Увидев подходивших бойцов во вражеской форме, он резко выбросил руки вперед: гранаты, словно перезревшие виноградины с осенней лозы, сорвались с ладоней и покатились под ноги бежавших к нему темнокожих солдат. Практически одновременно прогремели четыре взрыва…
Наш грузовик, чихая глушителем и хлопая, словно акула пастью, сорванным капотом, мчится по выж женной солнцем равнине в облаках пыли, срезая изгибы петляющей дороги. Мы боимся взглянуть друг другу в глаза. Я вцепился в руль так, словно пытаюсь его раздавить, и только периодически сбрасываю ногу с педали газа, чтобы не опрокинуть машину на резком повороте, а затем опять с силой вгоняю педаль в пол. Слезы уже не текут, песок и пыль лезут в глаза. Приходится щуриться и то и дело, как в детстве, тереть глаза тыльной стороной ладони. Валерка полулежит на пассажирском сиденье сбоку от меня. Приступ малярии только что прошел, и его бледное лицо с потеками грязи от пота и запавшими глазницами напоминает трагическую маску. Наконец он приходит в себя, садится поудобнее, трет лицо ладонями и, ни к кому не обращаясь, говорит:
– Нам теперь с этим жить.
Я молча киваю.

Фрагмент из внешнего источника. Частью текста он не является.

Issue #745, opened 2026-07-03
[P1.18] Stop putting long-lived JWTs in SSE/WebSocket URL query strings


frankbria:
**Severity:** medium  |  **Category:** security  |  **Phase:** P1.18

## Problem
SSE/WS auth appends the raw 24h JWT as `?token=...`. Query strings are captured in uvicorn/reverse-proxy access logs and APM traces; a leaked log line grants a day-long session-takeover window.

## Evidence
`web-ui/src/lib/auth.ts:115`, `web-ui/src/hooks/useAgentChat.ts:132`

## Acceptance criteria
- Streams authenticate via a short-lived single-use ticket (from an authenticated POST) or a WS subprotocol/first-message auth frame — not the long-lived JWT in the URL.
- If deferred, proxies/servers scrub the `token` query param from logs and it is documented.

## Dependencies
None

---
<sub>Filed from the SaaS launch-readiness audit. Atomic: one developer, one session. Work order: strictly P0.1 → P3.12 (no forward dependencies).</sub>

PR #1198, opened 2026-09-07
test: retire permanently-skipped suites and replace tautological assertions (#973)

### LINKED ISSUE #973: [P3.6] Retire permanently-skipped suites and replace tautological assertions
> Filed by the SaaS launch review. Priority **P3.6** — severity `low`, category `test-trust`.

## Problem
The green CI badge is the launch gate, and several checks cannot fail. ~1,050 lines of skipped tests inflate the apparent suite size while covering nothing: test_websocket_integration.py (877 lines, removed v1 protocol), test_dashboard_access.py (skipped with the factually false reason 'serve command is stub in v2'), and test_blocker_expiration_minimal.py which imports no product code and re-runs SQL copied from a method that no longer exists. Spec-less mocks mean a renamed GitHubIntegration method ships green and breaks `cf pr merge`; the ws_url fixture builds a ?token= URL the server rejects; and assertions like `exit_code in (0, 1)`, 'merged appears in output' and a tautological hash-uniqueness test cannot detect the regressions they name.

## Evidence
- `tests/ui/test_websocket_integration.py:35`
- `tests/integration/test_dashboard_access.py:18`
- `tests/blockers/test_blocker_expiration_minimal.py:80`
- `tests/cli/test_pr_commands.py:56`
- `tests/ui/conftest.py:265`
- `tests/cli/test_v2_cli_integration.py:208`

## Acceptance criteria
- [ ] test_websocket_integration.py, test_dashboard_access.py and test_blocker_expiration_minimal.py are rewritten against v2 or deleted; the collected-skip count drops accordingly and the change is explained in the PR
- [ ] GitHubIntegration and conductor/runtime mocks use autospec/spec; renaming a mocked method makes at least one test fail (demonstrated in the PR)
- [ ] ws_url uses a stream ticket; the dead auto-'slow'-marking logic is removed
- [ ] No remaining `exit_code in (0, 1)` or lone `assert result is not None` in tests/cli and tests/ui; test_merge_pr_already_merged asserts merge_pull_request was not called; the rate-limit test asserts a 429 or is deleted

## Dependencies
- blocked by #948 (P1.30)
- blocked by #968 (P3.1)

---

frankbria:
Closes #973.

The green CI badge is the launch gate, and several checks in it could not fail. This
removes three classes of test that were structurally incapable of catching a regression,
and pins each one so it cannot come back.

## 1. The permanently-skipped suites (AC1)

| File | Disposition |
|---|---|
| `tests/ui/test_websocket_integration.py` | **Already gone** — deleted by #968 with the v1 `ConnectionManager` it was the only consumer of. No action needed; the issue was filed before that landed. |
| `tests/blockers/test_blocker_expiration_minimal.py` | **Deleted.** It imports no product code. It hand-builds a SQLite schema and re-runs SQL copied out of `expire_stale_blockers`, a method that no longer exists anywhere in `codeframe/` — so it tested a string literal against itself. |
| `tests/integration/test_dashboard_access.py` | **Un-skipped and rewritten against v2.** |
| `tests/ui/conftest.py` | **Deleted (260 lines).** Its `running_server` / `ws_url` / `session_token` / `server_url` fixtures and three helpers had zero consumers repo-wide; every real caller of `create_test_jwt_token` imports it from `tests/conftest.py`. |

The dashboard suite's skip reason — *"serve command is stub in v2"* — had stopped being
true. `cf serve` runs uvicorn against `codeframe.ui.server:app`, and `GET /` returns
exactly the payload the test asserted. It was skipped for a condition that no longer held,
so the rewrite drops the module-level skip, drops the `--no-browser` flag (which the v2
command does not have — this is why it could not be un-skipped by simply deleting the
marker), and passes `DATABASE_PATH` + `WORKSPACE_ROOT` so the server will actually start
under the #655/#896 allowlist requirement.

The two tests collapse into one, because the lifecycle test already subsumed the
reachability test's assertions — one process spawn instead of two, same coverage, 1.8s.

**This is the only thing in the suite that spawns `cf serve` as a real subprocess.** The
API lifecycle tests drive the ASGI app in-process, so a broken `cf serve` entrypoint had
nothing standing in front of it.

Proof it can fail — changing the health payload to `{"status": "ok"}`:

```
>           assert response.json() == {"status": "online", "service": "CodeFRAME API"}
E           AssertionError: assert {'status': 'ok'} == {'service': '...us': 'online'}
```

### The numbers (AC1)

Full CI gate (`uv run pytest tests/ --ignore=tests/e2e -m "not lifecycle"`):

| | main | this branch |
|---|---|---|
| Skipped | 19 | **17** |
| Passed (actually executed) | 6580 | **6583** |
| Collected | 6599 | 6600 |

Worth being precise about, because the AC says "the collected-skip count drops" and the
collected count actually goes *up* by one. The dashboard suite went the other way from a
deletion: its 2 permanently-skipped tests became 1 test that genuinely runs. So the honest
summary is **2 fewer skips and 3 more executed tests**, not a shrunken suite — the 109-line
blocker file and the 260-line dead conftest simply never contributed a running test to
begin with.

All 17 remaining skips are conditional with live, re-evaluated reasons — `CODEFRAME_ENGINE_SMOKE=1`
opt-in tiers, `caddy not available`, and two doc-link cases. None is a dead suite.

## 2. Spec-less mocks (AC2)

Every `GitHubIntegration` patch site in `tests/cli/test_pr_commands.py` becomes
`patch(..., autospec=True)`, with the instance taken from `MockGH.return_value` instead of
a free-form `AsyncMock()` — the old `MockGH.return_value = mock_gh` reassignment is what
destroyed any spec.

**Demonstration.** Rename the real `GitHubIntegration.merge_pull_request` to `merge_pr` —
a change that breaks `cf pr merge` at runtime:

| | Result |
|---|---|
| **Before this PR** | `30 passed` ✅ |
| **After this PR** | `8 failed, 22 passed` ✅ caught |

Conductor/runtime mocks were checked and need no change: every site is
`patch("codeframe.core.conductor.<name>")`, which resolves the attribute at patch time and
already raises `AttributeError` on a rename.

`tests/ui/test_pr_v2_webhook.py` is also left alone — it configures no instance methods
(it only asserts the constructor is never called), so autospec has nothing to constrain.

## 3. The `ws_url` fixture and the dead slow-marking (AC3)

- **`ws_url`** built a `?token=<JWT>` URL that the server has rejected since #745. It is
  deleted along with the rest of `tests/ui/conftest.py` rather than converted to a stream
  ticket: it had **no consumers**. The only live WebSocket suite,
  `tests/api/test_session_chat_ws.py`, already mints a ticket via its own `_ws_url`.
  *Deviation from the AC's literal wording — noted below.*
- **Auto-`slow`-marking** in `tests/conftest.py` is removed. It scanned
  `item.callspec.params.values()` for the substring `"slow"`; no parametrised fixture in
  the suite has ever contained it, so the branch never fired. The `slow` marker
  registration stays — the rewritten dashboard test is the first real user of it.

## 4. Assertions that cannot detect what they name (AC4)

All in `tests/cli/test_v2_cli_integration.py` unless noted. `exit_code in (0, 1)` accepts
both success and failure of the command under test:

- **`prd delete`** — passed no `--force` and accepted 0-or-1. Now deletes with `--force`,
  asserts exit 0, and asserts the PRD is actually gone.
- **`prd update`** — accepted 0, 1, *or* 2 with the comment *"update may or may not exist"*.
  It does exist; the test was calling it with one positional argument and no `--message`,
  so it only ever exercised Typer's usage error (exit 2). Now invoked correctly and asserts
  the version incremented.
- **`prd diff`** — the fixture creates exactly one version, so v2 can never resolve. Now
  asserts exit 1 and the "not found" message.
- **`work batch run --all-ready`** with no READY tasks — now asserts exit 0 and the
  "no ready tasks" message.
- **`review`** — now asserts exit 0.
- **`test_merge_pr_already_merged`** (`test_pr_commands.py`) — asserted
  `"merged" in output or "closed" in output`, which the word "merged" in the PR title alone
  satisfies. Now asserts exit 0, the "already merged" message, and
  `merge_pull_request.assert_not_called()` — the actual point of the state check.
- **`test_rate_limit_shows_message`** (`test_pr_commands.py`) — the trailing
  `or "error" in output` clause meant the generic `GitHub API Error` fallback satisfied it.
  Tightened to the real rate-limit branch's message. Kept rather than deleted: the
  behaviour exists in `pr_commands.py` and was genuinely unverified.
- **`test_generate_api_key_hash_uniqueness`** (`tests/auth/test_api_keys.py`) — hashed two
  *different* keys and asserted the digests differed, i.e. `test_generate_api_key_uniqueness`
  restated, under a docstring claiming a bcrypt salt the SHA256 implementation does not
  have. Repurposed to the invariant `verify_api_key` actually depends on: the stored hash is
  the deterministic, unsalted SHA256 of the key.

**Not changed:** `tests/cli/test_merge_gate_subdir_926.py:153`. Its `assert result is not
None` is a type-narrowing guard followed by three real assertions, not a lone one.

## 5. A guard so this does not come back

`tests/ci/test_assertion_quality_guard_973.py` pins all three patterns across `tests/cli`
and `tests/ui`: no `exit_code in (...)`, no test whose sole assertion is that a runner
returned an object, no module-level `pytest.mark.skip`. Each was canary-tested to confirm it
fires (a guard that cannot fail is the exact defect this issue is about).

The not-None check is deliberately narrow — scoped to `result`/`response`/`resp`, the
objects a runner always returns. A broader version flagged six more tests, and four were
legitimate (`assert conductor.get_batch(...) is not None` is a real claim about
persistence; `assert console is not None` after an import is carried by the import).

**It did surface one genuine defect the issue did not name:**
`test_work_diagnose.py::test_diagnose_multiple_matching_tasks` asserted only
`result.exit_code is not None` — always true — while its docstring claimed to test
ambiguous-prefix handling. Since task IDs are random UUIDs, the one-character prefix it
passed could not be relied on to collide. Rewritten to force the ambiguity and assert the
real error message and both candidate IDs.

## Known limitations

- **The `ws_url` acceptance criterion is satisfied by deletion, not by adding a stream
  ticket.** The fixture had no callers, so there was nothing to give a ticket to. If a
  future suite needs a real-subprocess WebSocket fixture, it should be written against
  `tests/api/test_session_chat_ws.py`'s ticket pattern.
- The guard covers `tests/cli` and `tests/ui` only — the directories the issue scoped. The
  same patterns may exist elsewhere in the suite; widening the guard is deliberately left
  out of this change so the diff stays reviewable.
- `black` reformatted `tests/cli/test_pr_commands.py` as a side effect of the mock rewrite.
  That file was not black-clean on `main` either, and CI enforces `ruff` only.

## Cross-family review (pre-PR, `codex review`)

Two findings, **both accepted and fixed** — both were about the new guard being
weaker than the thing it guards, which is the same defect class this PR exists to remove.

- **[Major] The guard only scanned `tests/cli` and `tests/ui`.** Two of the three suites
  #973 retired lived in `tests/blockers` and `tests/integration`, so the exact directories
  this PR empties were the ones left unguarded — a module-level skip could come straight
  back there. The retired-skip check now scans the whole `tests/` tree. The weak-assertion
  checks stay scoped to `tests/cli` + `tests/ui` (the AC's scope, and where CliRunner lives).
- **[Suggestion] The `exit_code` check was substring matching.** It caught only the literal
  text `exit_code in (`, so `in [0, 1]`, `in {0, 1}`, and a tuple wrapped across lines all
  slipped through. Rewritten to match `ast.Compare`/`ast.In` on an `exit_code` attribute
  with a 2+ element container. Taken despite being filed as a suggestion: a guard that
  recognises one spelling of a defect is precisely what this issue is about.

Reviewing that fix surfaced a third defect in my own code, not flagged by codex:
`"pytest.mark.skip" in ast.unparse(node)` also matched `pytest.mark.skipif` as a substring,
so a legitimate conditional skip would have been rejected. The check now inspects the
attribute name, and `skipif` is deliberately allowed — it states a condition re-evaluated
every run, so it cannot silently outlive its reason the way the bare `skip` markers did.

All three guards were canary-tested against every form named above:

```
E   tests/cli/test_pr_commands.py:714: result.exit_code in [0, 1]
E   tests/cli/test_pr_commands.py:719: result.exit_code in {0, 1}
E   tests/cli/test_pr_commands.py:724: result.exit_code in (0, 1)     # multiline
E   tests/integration/test_canary_skip_973.py:2                        # outside old scope
```

...and a `pytest.mark.skipif` canary correctly passes.

### Post-PR review round

One further finding, **accepted and fixed** (commit 2):

- **[P2] The exit-code guard was imprecise in both directions.** Flagging any `exit_code in
  (...)` with 2+ literal elements rejects `assert result.exit_code in (1, 2)` — two distinct
  failure modes, a legitimate claim — and `if result.exit_code in (...)` control flow, which
  asserts nothing at all. Now scoped to `ast.Assert` nodes whose accepted set contains `0`
  **and** a non-zero code, which is the actual defect: an assertion that passes whether the
  command succeeded or failed.

Verified in both directions — caught: `in [0, 1]`, `in {0, 2}`, multiline `in (0, 1)`;
correctly ignored: `in (1, 2)` and `if ... in (0, 1)`.

A named container (`in EXPECTED_CODES`) is knowingly not resolved — that needs dataflow, and
indirection through a constant is a deliberate, reviewable act unlike an inline `(0, 1)`.
Noted in the guard's docstring.

https://claude.ai/code/session_01NnWzitcDHzeRBoHoXByvyh


frankbria:
## Third-party review — `codex review` (OpenAI/Codex family)

Cross-family review, run twice: pre-PR on the branch diff, and again post-PR on the updated
diff. Three findings total, **all three accepted and fixed**. Notably, every one was about
the new *guard* being weaker than the thing it guards — the same defect class this PR exists
to remove.

### Round 1 (pre-PR, commit `5782aa5`)

**[Major] The guard only scanned `tests/cli` and `tests/ui`.**
Two of the three suites this PR retires lived in `tests/blockers` and `tests/integration`, so
the exact directories being emptied were the ones left unguarded — a module-level skip could
come straight back there. Fixed: the retired-skip check now scans all of `tests/`. The
weak-assertion checks stay scoped to `tests/cli` + `tests/ui`, which is the AC's scope and
where CliRunner lives.

**[Suggestion] The `exit_code` check was substring matching.**
It caught only the literal text `exit_code in (`, so `in [0, 1]`, `in {0, 1}` and a tuple
wrapped across lines all slipped through. Fixed: rewritten on `ast.Compare`/`ast.In`. Taken
despite being filed as a suggestion — a guard that recognises one spelling of a defect is
precisely the problem being fixed here.

### Round 2 (post-PR, commit `6964809`)

**[P2] The AST check was imprecise in both directions.**
Flagging any `exit_code in (...)` with 2+ literal elements rejects
`assert result.exit_code in (1, 2)` — two distinct failure modes, a legitimate claim — and
`if result.exit_code in (...)` control flow, which asserts nothing at all. Fixed: scoped to
`ast.Assert` nodes whose accepted set contains `0` **and** a non-zero code, which is the
actual defect — an assertion that passes whether the command succeeded or failed.

### Found while fixing, not by the reviewer

`"pytest.mark.skip" in ast.unparse(node)` also matched `pytest.mark.skipif` as a substring, so
a legitimate conditional skip would have been rejected. The check now inspects the attribute
name. `skipif` is deliberately allowed: it states a condition re-evaluated every run, so it
cannot silently outlive its reason the way the bare `skip` markers did through the whole v2
refactor.

### Verification

Every guard was canary-tested in both directions rather than assumed:

```
caught:   exit_code in [0, 1]        exit_code in {0, 2}        exit_code in (0,\n 1,\n)
caught:   lone `assert result is not None`
caught:   module-level pytest.mark.skip in tests/integration  (outside the old scope)
ignored:  exit_code in (1, 2)        if exit_code in (0, 1)     pytest.mark.skipif
```

Not addressed, knowingly: `assert result.exit_code in EXPECTED_CODES` (a named container) is
not resolved — that needs dataflow analysis, and indirection through a named constant is a
deliberate, reviewable act unlike an inline `(0, 1)`. Recorded in the guard's docstring.

https://claude.ai/code/session_01NnWzitcDHzeRBoHoXByvyh

frankbria:
Confirming the review question: yes, `len(asserts) != 1` counting asserts inside nested `with`/`for`/`try` blocks is intentional — a test making one claim is making one claim regardless of indentation. Written into the guard's docstring in 03a1ecd so the next reader does not have to ask.

Also noting for the record: the **GLM review workflow did not complete** on this PR (step killed before the agent wrote a result), and its own comment is explicit that this is not a clean bill of health. The cross-family requirement was met by `codex review` instead — run twice, pre-PR and post-PR, with all three findings fixed and posted above.

frankbria:
Correction to my note above about the GLM review: the "did not complete" comment was **caused by my own pushes**, not by a reviewer fault. Those runs were cancelled when commits 2 and 3 superseded them — `gh run list` shows `cancelled` for exactly those, and GLM review has been completing normally on other branches. A run against the final commit is in flight; its verdict stands on its own.

The `codex review` passes above remain the cross-family review of record regardless.

frankbria:
## GLM review: unavailable for this PR (2 genuine failures, 2 different causes)

Following up my correction above. The earlier runs *were* cancelled by my own pushes, but the two runs against the final commit failed on their own:

| Run | Duration | Outcome |
|---|---|---|
| `101810121361` | 11m09s | `Reached maximum number of turns (60)` |
| `101816340403` (rerun) | 35m20s | step killed — 35-minute step timeout |

So this PR hit **both** limits #1167 tuned, which is notable because that change's rationale states "turns bind first, not the clock" and sizes the caps against successful reviews finishing in 6m44s–17m33s. A 1,567-line test-only diff converging on neither is a data point against that sizing, not bad luck. Filing separately — it is a workflow-headroom question, not a finding about this diff.

**Merging on the documented fallback.** Per `phase-07a-review-invariants`, when the primary cross-family reviewer is unavailable the pass falls to `codex review`, which ran **twice** here (pre-PR and post-PR) with all three findings fixed and posted above. `claude-review` also ran clean, independently re-verifying the factual claims against source rather than trusting the description.

To be explicit, since the workflow is right to insist on the distinction: **GLM returned no verdict on this diff.** That is not a clean bill of health, and I am not recording it as one. The cross-family coverage here rests on codex, not on GLM's silence.

Both required checks (`Backend Unit Tests`, `Code Quality`) are green; `review / review` is not a required check.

В зеркале заднего вида мелькает сосредоточенное лицо нашего главного проводника. Его зоркие глаза сканируют местность. Я просто давлю на педаль газа и веду машину в том направлении, которое он мне периодически указывает, а если я отклоняюсь от нужной линии, он меня корректирует. Этот молчаливый человек своим видом, энергетикой, жизненной позицией и бесстрашием помогает нам с Валеркой удержаться на плаву в этих непривычных для нас экстремальных условиях. Мы долго молчим…
Вообще все последующее время мы больше молчали, чем общались, а говорили большей частью о каких-то сиюминутных вещах. Только с течением времени, теперь, когда от событий меня отделяет четверть века, мне кажется, мы очень тепло и даже трогательно оберегали друг друга в тех непростых обстоятельствах.
Грузовик катится по африканской равнине, перескакивая через неровности почвы. Мотор надсадно воет, с трудом переваривая не самый чистый и пригодный для езды бензин, но другого у нас просто нет. Рессоры жалобно стонут от нагрузки, на зубах скрипит песок, и пыль забивает нос и глаза. Мы уходим от погони. Нет ничего более цельного и емкого, чем погоня, когда все твое существо обращается в действие независимо от того, кто преследует, ты или тебя. Это две части одного и неразделимого целого.
Казалось, этот скрип песка на зубах будет преследовать нас всю оставшуюся жизнь. Ноги нестерпимо ныли при каждом шаге. Но не идти было нельзя. Двигаться – это все, что нам оставалось делать. Проводники то появлялись, то исчезали в окружающих нас зарослях буша.
Мы тащились, как два наполеоновских гренадера, по чужой дороге, по чужой земле, которая никогда не будет нашей, но по которой мы были обязаны идти до конца. Вспомнились наши машины. Сколько их мы уже успели поменять за это время и какую хорошую службу они нам сослужили! Как было бы хорошо сейчас ехать, пусть даже в облаке вездесущей пыли, но ехать, а не идти. Я улыбаюсь своим мыслям и смотрю на своего товарища.